Its funny that you thought that because after I read what I wrote, It DID seem like I might have done that!

But, no, my group of surfer friends never were like that. We started surfing in the early 60’s before it was too crowded. The fights started in the late 60’s at some of the better (and thus more crowded) surfing spots. It was the next generation of surfers that acted this way. They grew up fighting for every wave, After high school my friends and I moved to north San Diego County and had a “secret spot” to surf that was never crowded at least until the mid-70’s when I moved to Hawaii.

The outer Hawaiian Islands at that time had great surf and uncrowded waves, but I still got into fights because even 3 or 4 guys out at a surf break was too much for the locals who were haoles (white).
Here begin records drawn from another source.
PR #126, opened 2022-06-08
Add asset to marginaccount and spreadaccount

filipzeta:
For multi-underlying support we want to know the asset of each margin and spread account. This adds it, and also forces any new accounts from here to pass in the asset.

### DIFF
--- a/src/program-types.ts
+++ b/src/program-types.ts
@@ -96,6 +96,7 @@ export interface ZetaGroup {
   expirySeries: Array<ExpirySeries>;
   expirySeriesPadding: Array<ExpirySeries>;
   totalInsuranceVaultDeposits: anchor.BN;
+  asset: any;
   padding: Array<number>;
 }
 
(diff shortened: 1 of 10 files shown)


src/program-types.ts
```diff
@@ -146,6 +146,7 @@ export interface MarginAccount {
   productLedgers: Array<ProductLedger>;
   productLedgersPadding: Array<ProductLedger>;
   rebalanceAmount: anchor.BN;
+  asset: any;
```
filipzeta, line 149: is this the best way to handle the type? if i put `asset: number` i get 

```
Types of property 'asset' are incompatible.
    Type 'TypeDef<{ name: "Asset"; type: { kind: "enum"; variants: [{ name: "SOL"; }, { name: "BTC"; }]; }; } & { name: "Asset"; }, Record<string, never>>' is not comparable to type 'number'
```

when i try to read it over in `utils.ts` (in `getAllOpenOrdersAccountsByMarket()` we do a `let marginAccount = acc.account as MarginAccount;`)

filipzeta:
- [ ] Add a bunch of other underlyings to assets.ts

src/program-types.ts
xjcaa: Correct it is

xjcaa (approved):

Never had any trouble with the local Hawaiians.

I finally decided to quit surfing, so I sold my board and bought a one way ticket to Bangkok, Thailand just for something to do, but that’s another story.

Why’s that?

Malibu was crowded in the late 50’s, but surfing was different then. No one took it seriously. It was new. It was fun. There were people who surfed every day in the summer at Malibu, but they didn’t see themselves as locals in today’s sense. No one would think of telling some one to get out of the way. The good surfers just went around the new comers. Taking off in front of another surfer who was already riding the wave was commonplace and no one seemed to mind. This all changed by the mid 60’s at the premier surf spots like Malibu.
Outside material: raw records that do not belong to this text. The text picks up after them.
PR #135, opened 2022-07-21
Add OrderCompleteEvent

filipzeta:
Mostly autogenerated PR from https://github.com/zetamarkets/zeta-options/pull/453/. Bigger description is available over in that PR :)

### DIFF
--- a/CHANGELOG.md
+++ b/CHANGELOG.md
@@ -5,6 +5,9 @@ Version changes are pinned to SDK releases.
 
 ## Unreleased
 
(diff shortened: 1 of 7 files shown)


xjcaa:
Can we add a subscription to the margin account for order complete events and add a new callback

filipzeta:
> Can we add a subscription to the margin account for order complete events and add a new callback

Added :)

kelvinlau20100 (approved):
Yeah just the order booted event as well and we should be good to go

xjcaa (approved):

We’re not talking about crowded beaches. You can always find a place to lay your towel out. Waves, on the other hand, are one to a person and there are never enough waves and always too many surfers.

Exactly.

The problem is that minding your manners and respecting the locals means that you can surf “over there”. The thing is that the waves never break over there and if you come over here to surf, we will take off in front of you and generally make your so life miserable that you get out of the water, go home and never come back.
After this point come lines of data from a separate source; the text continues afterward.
PR #136, opened 2022-07-22
Fee-collection-rework

kelvinlau20100:
collectTreasuryFunds isn't exposed similar to updateAdmin.


src/exchange.ts
```diff
@@ -251,12 +259,17 @@ export class Exchange {
     const [serumAuthority, serumNonce] = await utils.getSerumAuthority(
       this.programId
     );
+    const [treasuryWallet, _treasuryWalletnonce] =
```
filipzeta, line 262: Should this be in Exchange.load() instead? initializeZetaState() and initializeZetaGroup() are only used in tests and when we want to make new ZetaState or ZetaGroup accounts - in real world use we'd just call Exchange.load() and that's it

src/program-instructions.ts
```diff
@@ -912,16 +912,56 @@ export async function initializeZetaGroupIx(
...
+  amount: anchor.BN
+): TransactionInstruction {
+  let subExchange = Exchange.getSubExchange(asset);
+  return Exchange.program.instruction.treasuryMovement(
+    types.toProgramMovementType(movementType),
+    amount,
+    {
+      accounts: {
+        state: Exchange.stateAddress,
+        zetaGroup: subExchange.zetaGroupAddress,
```
filipzeta, line 943: nit: can just do Exchange.getZetaGroupAddress(asset) and similar for others

src/exchange.ts
```diff
@@ -272,7 +286,7 @@ export class Exchange {
     this._mintAuthority = mintAuthority;
     this._stateAddress = state;
     this._serumAuthority = serumAuthority;
-    this._usdcMintAddress = constants.USDC_MINT_ADDRESS[this.network];
```
xjcaa, line 275: why is this removed

xjcaa (approved):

There aren’t even enough waves for the locals. How are you going to ask them to share an extremely rare commodity like a wave?

Oxnard is a surf spot north of Los Angeles, but no more notorious than a lot of other surf spot for local-ism.

Backcountry skiers have a bit of this kind of territoriality. The standard motto is “I won’t tell you, but I’ll show you where the hidden stash of powder is” but as more and more people want to use up the untracked snow that is suffering. I’ve heard rumors of some cars being vandalized out west when they weren’t “locals” at some isolated trailheads but I don’t know if it can be attributed to territoriality or just assholes.

Don’t know if anyone else recalls, but I seem to remember recently a news story about an older, local, beloved surfer dude guy in Santa Barbara, who got murdered by some gangbanger over some, I’m guessing, surf dispute. Apparently the old local surfer peace & love dude got the best of the original fight, but then the ganbanger went & got his posse, came back & stabbed the surfer dude & that was that.
Sorry I can’t provide a link, but I’m sure it’s not too hard to find. Just goes to show where the peace & commune with nature surfer thing sometimes seems to end up.